-- WHAT NEEDS TO BE DONE --
Go line by line through the listing below and copy those that hold "error".

-- DATASET ENTRIES follows --

PR #2588, opened 2023-05-16
Alias stdint.i types in std for C++

### LINKED ISSUE #2532: stdint.i should probably alias types in std namespace for C++
Or at least that's what I believe is happening. 
When compiling a very large generated CXX file for Python, I'm getting the following error:

> file_wrap.cxx:5641:22: error: redefinition of ‘struct swig::traits<unsigned char>’
>  5641 |   template <> struct traits< unsigned char > {
>       |                      ^~~~~~~~~~~~~~~~~~~~~~~
> file_wrap.cxx:3672:25: note: previous definition of ‘struct swig::traits<unsigned char>’
>  3672 |     template <>  struct traits< std::uint8_t > {
>       |                         ^~~~~~~~~~~~~~~~~~~~~~

Looking at the generated file at the above positions, I see both code examples:

```cpp

namespace swig {
  template <> struct traits< unsigned char > {
    typedef value_category category;
    static const char* type_name() { return"unsigned char"; }
  };
  template <>  struct traits_asval< unsigned char > {
    typedef unsigned char value_type;
    static int asval(PyObject *obj, value_type *val) {
      return SWIG_AsVal_unsigned_SS_char (obj, val);
    }
  };
  template <>  struct traits_from< traits_asval > {
    typedef unsigned char value_type;
    static PyObject *from(const value_type& val) {
      return SWIG_From_unsigned_SS_char  (val);
    }
  };
}
```
and

```cpp
  namespace swig {
    template <>  struct traits< std::uint8_t > {
      typedef pointer_category category;
      static const char* type_name() { return"std::uint8_t"; }
    };
  }

```

After deleting the first code block from the file (as a whole - including all these `< unsigned char >` templates), the code compiles to an `.o` file.

ojwb:
This is consistent with <stdint.h> vs <cstdint> in a C++ compiler as <stdint.h> is permitted to additionally provide the std:: versions.

Fixes #2532


ojwb:
It seems including both `<stdint.h>` and `<cstdint>` (in either order) doesn't result in both `std::uint8_t` and `uint8_t` being available for all compilers, so this needs more work.

We could provide a separate `.i` for C++ use, but that seems to create a bit of a gotcha for C++ users who spot `stdint.i`.  Will ponder.  I'd set this to be a draft, but I don't see how to.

-- DATASET ENTRIES concluded --

-- ANSWER BOX --
When compiling a very large generated CXX file for Python, I'm getting the following error:
> file_wrap.cxx:5641:22: error: redefinition of ‘struct swig::traits<unsigned char>’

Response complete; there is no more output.